If not exempt, the Standard mandates that healthcare providers adopt the following:

  • Develop and implement a written COVID-19 plan which includes a hazard assessment and policies to minimize COVID-19 transmission;
  • Require social distancing of at least six feet apart when indoors and, in instances where employees cannot be separated at least six feet, install barriers at work stations in non-patient care spaces;
  • Impose health screening and reporting requirements on employers and employees, including:
    • Screening employees before each work day or shift;
    • Requiring employees to notify their employer when they are experiencing symptoms or have tested positive for COVID-19; and
    • Notifying certain employees within 24 hours when a COVID-19 positive employee has been in the workplace.
  • Provide reasonable time and paid leave for employees to receive COVID-19 vaccinations and recovery from vaccine side effects, if necessary (remember to check your local and state law for requirements);
  • Create a log of all employee instances of COVID-19 and report all work-related COVID-19 fatalities and in-patient hospitalizations to OSHA; and
  • Paid leave requirement: if an employee is required to be out of the workplace due to positive or suspected positive COVID case, employers are responsible for continuing to provide the employee with benefits and pay at the employee’s regular rate of pay, up to $1,400 per week, until the employee meets the return to work criteria. This does not apply to employers with 10 or fewer employees.  Employers with less than 500 employees must pay a removed employee up to $1,400 per week, but beginning in the third week post-removal, this amount is reduced to only two-thirds of the employee’s pay, up to $200 per day.  These payment obligations are reduced by compensation that removed employees receive from any other source (i.e., from a publicly or employer-funded compensation program such as paid sick leave).  Importantly, employers are not required to remove employees that do not experience symptoms and have been fully vaccinated against COVID-19 or had COVID-19 and recovered within the past 3 months.

The Standard will be effective immediately upon its publication in the Federal Register.  Once published, employers must comply with most provisions within 14 days, and with provisions involving physical barriers, ventilation, and training within 30 days.
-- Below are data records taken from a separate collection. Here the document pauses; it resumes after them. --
Issue #2232, opened 2022-08-08
New contingency list models


sylvlecl:
* **Do you want to request a *feature* or report a *bug*?**

Feature

* **What is the current behavior?**

Only one implementation of `ContingencyList` is proposed by powsybl-core, if we exclude the groovy implementation.

Therefore, we cannot represent as a POJO or as JSON such things as "automatic" list, for example the list of all 400kV lines.

* **What is the expected behavior?**

The following implementations would be helpful:

**1. Multi-list**
Simply a list of lists.

**2. Criterion-based implementation**
A list based on some filters:
- List of countries to be included
- List of element types to be included
- List of regex on the element IDs, to be included
- List of regex on the element IDs, to be excluded
- List of nominal voltages (or nominal voltage ranges) to be included

**3. Multi-identifiers explicit list**

In some use cases, we want to use the same list on networks coming from different sources/formats.
In order to achieve this, we need to be able to specify alternative identifiers for the same network element.
Plus, the identifier cannot always be a simple string: sometimes for a branch we only have the 2 voltage levels and the order.
Therefore we could use something like:

```json
{
    "id": "multi-identifiers-contingency",
    "elements" : [
         {
             "type": "LINE",
             "identifiers": [
                  { "type": "id", "id": "LINE1" },
                  { "type": "voltage_levels_and_order", "vl1": "UCTE_VL1",  "vl2": "UCTE_VL2", "order": "1" },
             ]
         }
    ]
}
```
This describes a contingency on line "LINE1" if it's present in the network, or on the line of order code 1 between "UCTE_VL1" and "UCTE_VL2" else.

* **What is the motivation / use case for changing the behavior?**

We need to use the same list definition for various networks, with elements being added or removed or renamed from time to time, and from different data sources.

geofjamg:
We already have this kind of feature in GridSuite, but it has not been shared with PowSyBl. We should refactor what we have done to support what you described in PowSyBl.

sylvlecl:
About criterion-based lists, I wonder about the possibility of having a more re-usable approach:
defining a set of elements or filters of elements is something that could be used for many features, for example scalables etc.

We could have a common model for those sets/filters of network elements, not only related to contingencies definition, that we would re-use here.

We could maybe define a kind of mini-language (not groovy or introspection based) for those filters, that could be supported by some front-end components (think JIRA filters for example).

PR #2308, opened 2022-09-29
New contingency list models

EtienneLt:

#2232


contingency/contingency-api/src/main/java/com/powsybl/contingency/json/ContingencyListDeserializer.java
```diff
@@ -0,0 +1,48 @@
...
+        super(ContingencyList.class);
+    }
+
+    @Override
+    public ContingencyList deserialize(JsonParser parser, DeserializationContext deserializationContext) throws IOException {
+        parser.nextToken();
+        while (parser.getCurrentName() != null) {
+            if ("type".equals(parser.getCurrentName())) {
+                switch (parser.nextTextValue()) {
+                    case "default":
```
sylvlecl, line 31: We should probably try to leverage jackson mechanisms to automate the association name -> deserializer.
Otherwise we change a little the behaviour of the deserializers used below, because it will expect to have already parsed the beginning of the object, so if someone wants to use them to deserialize a plain "DefaultContingencyList" for example, it will not work.

If we want to customize this, I think the only way is to use the `JsonTypeInfo` annotation, and it's probably slightly better on a "mixin" object to not define it directly into the `ContingencyList` interface.

contingency/contingency-api/src/main/java/com/powsybl/contingency/ContingencyListsList.java
```diff
@@ -0,0 +1,53 @@
...
+public class ContingencyListsList implements ContingencyList {
+
+    // VERSION = 1.0 : first version
+    public static final String VERSION = "1.0";
+    private final String name;
+    private final List<ContingencyList> contingencyLists;
+
+    public ContingencyListsList(String name, List<ContingencyList> contingencyLists) {
+        this.name = name;
+        this.contingencyLists = contingencyLists;
```
sylvlecl, line 26: Better to make an immutable copy here

contingency/contingency-api/src/main/java/com/powsybl/contingency/contingency/list/criterion/Criterion.java
```diff
@@ -0,0 +1,28 @@
...
+import com.powsybl.iidm.network.Identifiable;
+import com.powsybl.iidm.network.IdentifiableType;
+
+/**
+ * @author Etienne Lesot <etienne.lesot@rte-france.com>
+ */
+public interface Criterion {
+
+    enum CriterionType {
+        COUNTRY,
```
sylvlecl, line 18: We also need a criterion on a pattern (regex) for identifiers

contingency/contingency-api/src/main/java/com/powsybl/contingency/IdentifierContingencyList.java
```diff
@@ -0,0 +1,69 @@
...
+    private final String name;
+    private final IdentifiableType identifiableType;
+    private final List<Identifier> identifiers;
+
+    public IdentifierContingencyList(String name, String identifiableType, List<Identifier> identifiers) {
+        this(name, IdentifiableType.valueOf(identifiableType), identifiers);
+    }
+
+    public IdentifierContingencyList(String name, IdentifiableType identifiableType, List<Identifier> identifiers) {
+        this.name = name;
```
sylvlecl, line 34: non null checks + immutable copy

contingency/contingency-api/src/main/java/com/powsybl/contingency/contingency/list/criterion/CountryCriterion.java
```diff
@@ -0,0 +1,113 @@
...
+package com.powsybl.contingency.contingency.list.criterion;
+
+import com.powsybl.iidm.network.*;
+
+/**
+ * @author Etienne Lesot <etienne.lesot@rte-france.com>
+ */
+public class CountryCriterion implements Criterion {
+
+    private final Country country;
```
sylvlecl, line 16: Do we want to allow multiple countries?

contingency/contingency-api/src/main/java/com/powsybl/contingency/contingency/list/criterion/PropertyCriterion.java
```diff
@@ -0,0 +1,43 @@
...
+import com.powsybl.iidm.network.IdentifiableType;
+
+import java.util.Objects;
+
+/**
+ * @author Etienne Lesot <etienne.lesot@rte-france.com>
+ */
+public class PropertyCriterion implements Criterion {
+    private final String propertyKey;
+    private final String propertyValue;
```
sylvlecl, line 19: Do we want to allow multiple values?

contingency/contingency-api/src/main/java/com/powsybl/contingency/CriterionContingencyList.java
```diff
@@ -0,0 +1,70 @@
...
+ * @author Etienne Lesot <etienne.lesot@rte-france.com>
+ */
+public class CriterionContingencyList implements ContingencyList {
+
+    // VERSION = 1.0 : first version
+    public static final String VERSION = "1.0";
+
+    private final String name;
+    private final IdentifiableType identifiableType;
+    private final List<Criterion> criteria;
```
sylvlecl, line 29: After some thinking, I tend to think it will be better to hard code in the fields the expected criterions (instead of having an arbitrary list), because for example we will never want 2 criterions on countries, or 2 criterions on voltage.

@geofjamg : any opinion about this design ?

Note that it does not prevent to use a List<Criterion> to actually perform the filtering.

Then if we go for this, the next question was "do we want to have different implementations for different types", to be able to have well defined fields for each type. Same thing, I tend to think that yes, now ... But it means one implementation for each type of element, not any more one for all.

In that case, we could keep this one as an abstract class.

contingency/contingency-api/src/test/resources/contingencies.json
```diff
@@ -1,4 +1,5 @@
 {
+  "type" : "default",
```
sylvlecl, line 2: Note that we should try to ensure retro-compatibility, so it should work without this

contingency/contingency-api/src/main/java/com/powsybl/contingency/contingency/list/identifiant/UcteIdentifier.java
```diff
@@ -0,0 +1,70 @@
...
+            throw new IllegalArgumentException("order must be an integer > 0");
+        }
+        this.order = order;
+    }
+
+    @Override
+    public Contingency filterIdentifiable(Network network) {
+        VoltageLevel voltageLevel1 = network.getVoltageLevel(voltageLevelId1);
+        VoltageLevel voltageLevel2 = network.getVoltageLevel(voltageLevelId2);
+        if (voltageLevel1 == null || voltageLevel2 == null) {
```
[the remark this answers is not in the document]
sylvlecl: My mistake, I thought it was a check on IDs, but voltage levels can indeed be null (they don't exist in the network).

contingency/contingency-api/src/main/java/com/powsybl/contingency/contingency/list/identifiant/Identifier.java
```diff
@@ -0,0 +1,25 @@
...
+import com.powsybl.iidm.network.Network;
+
+/**
+ * @author Etienne Lesot <etienne.lesot@rte-france.com>
+ */
+public interface Identifier {
+    Contingency filterIdentifiable(Network network);
+
+    enum IdentifierType {
+        SIMPLE,
```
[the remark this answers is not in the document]
EtienneLt: ok for ID_BASED

contingency/contingency-api/src/main/java/com/powsybl/contingency/contingency/list/AbstractEquipmentCriterionContingencyList.java
```diff
@@ -0,0 +1,50 @@
...
+
+import com.powsybl.contingency.contingency.list.criterion.*;
+import com.powsybl.iidm.network.IdentifiableType;
+
+import java.util.Objects;
+
+/**
+ * @author Etienne Lesot <etienne.lesot@rte-france.com>
+ */
+public abstract class AbstractEquipmentCriterionContingencyList implements ContingencyList {
```
miovd, line 17: Can be package-private

miovd (commented):
Is it also possible to refactor the deserializer by having a  `AbstractEquipmentCriterionContingencyListDeserializer`?
The refactoring would be great but if it is not possible, it is okay for me.

iidm/iidm-api/src/main/java/com/powsybl/iidm/network/Network.java
```diff
@@ -917,4 +917,8 @@ default Network setMinimumAcceptableValidationLevel(ValidationLevel validationLe
         }
         return this;
     }
+
+    default <I extends Identifiable<I>> Stream<I> getIdentifiableTypeStream(IdentifiableType identifiableType) {
```
geofjamg, line 921: getIdentifiableStream?

geofjamg (changes requested):

iidm/iidm-api/src/main/java/com/powsybl/iidm/network/Network.java
EtienneLt: ok

iidm/iidm-api/src/main/java/com/powsybl/iidm/network/Network.java
```diff
@@ -917,4 +917,8 @@ default Network setMinimumAcceptableValidationLevel(ValidationLevel validationLe
         }
         return this;
     }
+
+    default <I extends Identifiable<I>> Stream<I> getIdentifiableStream(IdentifiableType identifiableType) {
```
geofjamg, line 921: Maybe we could move the impl into the default method to keep API compat?

contingency/contingency-api/src/main/java/com/powsybl/contingency/contingency/list/criterion/PropertyCriterion.java
```diff
@@ -0,0 +1,45 @@
...
+import com.powsybl.iidm.network.Identifiable;
+import com.powsybl.iidm.network.IdentifiableType;
+
+import java.util.List;
+import java.util.Objects;
+
+/**
+ * @author Etienne Lesot <etienne.lesot@rte-france.com>
+ */
+public class PropertyCriterion implements Criterion {
```
sylvlecl, line 19: As identified by gridsuite project, it's too restrictive to check properties only on the identifiable itself:
for example, we would like to be able to check the property on the substation containing the identifiable.

In order to achieve this, we could add an enum to that criterion with values "SELF / VOLTAGE_LEVEL / SUBSTATION".
Then at filter time, we will get the property either from the identifiable itself, or from the voltage level, or from the substation.

It also means that for multi-sided elements, we will need to allow multiple property criterions ... (2 for branches, 3 for 3WT)

geofjamg (approved):

ucte/ucte-converter/src/test/resources/sameId.uct
```diff
@@ -1,6 +1,6 @@
 ##C 2007.05.01
 Test case to check the import of a file with a line and a transformer with identical
-node-node-order "identifier".
+node-node-order "networkElementIdentifier".
```
miovd, line 3: I think this is a mistake?

miovd (approved):
Okay with me! Just a small typo I think?

ucte/ucte-converter/src/test/resources/sameId.uct
EtienneLt: yes probably a bad refactor from intellij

Guidance For All Other Employers

The Guidance provides examples of measures that can be taken to protect unvaccinated and at-risk workers, which include:

  • Providing paid time off for employees to obtain vaccinations;
  • Instruct workers that are infected, have been exposed, or present symptoms of COVID-19 to stay home from work;
  • Implement physical distancing measures for unvaccinated and at-risk employees in communal work areas, limit the number of unvaccinated and at-risk workers that can be in one place at any time, and install barriers at work stations where unvaccinated and at-risk workers cannot be six feet apart;
  • Require unvaccinated and at-risk and wear face coverings and provide PPE and face coverings to them, unless their task requires a respirator or other PPE;
  • Suggest that unvaccinated customers, visitors, or guests wear face coverings, especially in public-facing workplaces such as retail establishments;
  • Educate and provide accessible training workers on COVID-19 policies and procedures;
  • Record and report COVID-19 infections and deaths;
  • Follow CDC routine cleaning and disinfection guidelines and maintain ventilation systems; and
  • Create an anonymous reporting process for workers to voice COVID-19 related concerns and implement protections against retaliation.

The Guidance also contains an Appendix which describes best practices for “higher risk” workplaces, such as manufacturing, retail and grocery, seafood, and meat and poultry processing workplaces, that have workers with mixed-vaccination status working in close contact for longer durations of time.